Dapprima incerto, il corvo si alzava e si abbassava sopra la corte, poi prese fiducia, si alzò più alto, per tre volte girò sopra la casa di Beniamino e poi sparì, gracchiando.
Beniamino restò a guardare il cielo, poi abbassò gli occhi e fece un grande respiro, le sue mani ruvide si intenerirono di un fremito e lustri divennero gli occhi bruciati dal sole: quel piccolo corvo aveva toccato le corde del suo cuore di contadino. Sembrò allora risvegliarsi da un lungo torpore, gli tornarono in mente i suoi vigneti e si avviò, rammentando soltanto ora che la sua zappa era restata là, dove l’aveva lasciata il giorno in cui aveva trovato il corvo.
«Beniamino, dove vai?», gridò la moglie vedendolo allontanarsi. «Su in collina», rispose Beniamino senza voltarsi e senza accorgersi del gesto stizzito e dello scuotere la testa della moglie, e del mormorio di non si sa quale imprecazione. 

Arrivò sulla collina ansimante, con nell’animo un senso di colpa per averla così a lungo trascurata.

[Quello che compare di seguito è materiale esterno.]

PR #7444, opened 2026-04-10
billing/pm-24665/license-file-generation-should-fail-for-unpaid-subscription

cyprain-okeke:
## 🎟️ Tracking

https://bitwarden.atlassian.net/browse/PM-24665
## 📔 Objective

The PR adds validation to the license generation endpoint that blocks license file downloads when an organization's subscription is in any of these statuses:

  - canceled - Subscription has been canceled
  - incomplete - Payment setup incomplete
  - incomplete_expired - Payment setup expired before completion
  - unpaid - Payment failed and not resolved (bonus validation)

  Technical Implementation

  Location: src/Core/Billing/Organizations/Queries/GetCloudOrganizationLicenseQuery.cs

  Changes:
  1. Added ValidateSubscriptionForLicenseGeneration() method that checks subscription status before allowing license generation
  2. Throws a BadRequestException with user-friendly error message: "Unable to generate license due to a payment issue. Please update your billing information or contact support for assistance."
  3. Validates at the API endpoint: GET /organizations/{id}/license

  Test Coverage:
  - Added 8 comprehensive test cases covering all blocked statuses and ensuring valid statuses (active, trialing, past_due) still work
## 📸 Screenshots

image


amorask-bitwarden (changes requested):
What about premium?

src/Core/Billing/Licenses/SubscriptionLicenseValidator.cs
```diff
@@ -0,0 +1,25 @@
+﻿using Bit.Core.Billing.Constants;
+using Bit.Core.Exceptions;
+using Bit.Core.Models.Business;
+
+namespace Bit.Core.Billing.Licenses;
+
+public static class SubscriptionLicenseValidator
+{
+    public static void ValidateSubscriptionForLicenseGeneration(SubscriptionInfo subscriptionInfo)
```
amorask-bitwarden: ❌ I don't think there's any reason for this to take a `SubscriptionInfo` when we can just pass in `Subscription`.

src/Core/Billing/Licenses/Queries/GetUserLicenseQuery.cs
```diff
@@ -10,10 +11,14 @@ public interface IGetUserLicenseQuery
 }
 
 public class GetUserLicenseQuery(
-    IUserService userService) : IGetUserLicenseQuery
+    IUserService userService,
+    IStripePaymentService paymentService) : IGetUserLicenseQuery
 {
     public async Task<UserLicense> Run(User user)
     {
+        var subscriptionInfo = await paymentService.GetSubscriptionAsync(user);
```
amorask-bitwarden, line 21: ❌ This work should be done in the query itself and it should just use the `StripeAdapter` to get the subscription per the comment here: https://github.com/bitwarden/server/pull/7444/changes#r3081694476

src/Core/Billing/Organizations/Queries/GetCloudOrganizationLicenseQuery.cs
```diff
@@ -51,6 +48,7 @@ public async Task<OrganizationLicense> GetLicenseAsync(Organization organization
         }
 
         var subscriptionInfo = await GetSubscriptionAsync(organization);
+        SubscriptionLicenseValidator.ValidateSubscriptionForLicenseGeneration(subscriptionInfo);
```
amorask-bitwarden: See comment here: https://github.com/bitwarden/server/pull/7444/changes#r3081694476

amorask-bitwarden (changes requested):

amorask-bitwarden (changes requested):
Looking at this further, I'm not sure an entirely new validator is required for this work, which is evidenced by fact we're only checking the subscription status to make sure the subscription isn't terminal. Is there any reason we can't just check the subscription status in each license query? That way you don't have to double fetch the subscription in the org license query nor did you need an entirely new file.

amorask-bitwarden (approved):

PR #59, opened 2020-12-07
Vocab manager

alepev:
I have the feeling this could be done better with ABC classes, but I'm unsure how to use them properly.. I see some repetition with having to pass `db` and `cdm` multiple times..


src/omop_etl_wrapper/model/orm_wrapper.py
```diff
@@ -98,95 +92,20 @@ def _collect_query_statistics_bulk_mode(session: Session,
...
-                # Skip unmapped records
-                if target_concept_id == 0:
-                    continue
-                self._stcm_lookup[source_vocabulary_id][source_code] = target_concept_id
-                session.add(self.cdm.SourceToConceptMap(**row))
-
-            transformation_metadata.end = datetime.now()
-            self.etl_stats.add_transformation(transformation_metadata)
-
+    @lru_cache(maxsize=50000)
```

Giunto al vigneto, ritrovò la zappa e afferratala era pronto a farla roteare in cielo quando vide un corvo nero sfiorare con le ali i tralci della vigna. L’animale lo guardò un istante e volò via, veloce e invisibile. «No, non può essere lui…» sussurrò Beniamino, e sorrise, ripensando al suo corvo e a lui, povero stupido, che pensava lo avesse seguito fin lassù. Poi iniziò a lavorare, con vigore, con forza, con una volontà che mai gli sembrava d’avere avuto prima.
«Beniamino…! Beniamino…!» Il grido consueto era tornato a udirsi nella valle. Era tempo di vendemmia. Da giorni il cocciuto contadino saliva ancor prima del solito sulla collina, con un non so che di luce negli occhi che non ingannava la moglie: qualcosa era accaduto, forse aveva ritrovato quel suo corvo nero.
Ma quando la moglie lo vide arrivare, portando con sé un pesante cesto, e vide quel cesto carico di grossi grappoli d’uva, turgidi, nerissimi e dolci, capì. Beniamino le disse che era l’uva della sua collina, e non riuscì a convincerla fin che non la portò lassù, tra i tralci da cui pendevano splendidi grappoli di uva. 
«È stato il corvo», disse, e non ci fu verso di togliergli dalla testa l’idea che il corvo nero che aveva amorevolmente curato era volato sopra quella vigna, l’aveva sfiorata con le sue ali compiendo il miracolo dell’uva nera.

«Quest’uva si chiamerà corvina», disse Beniamino, «e questa collina La Grola».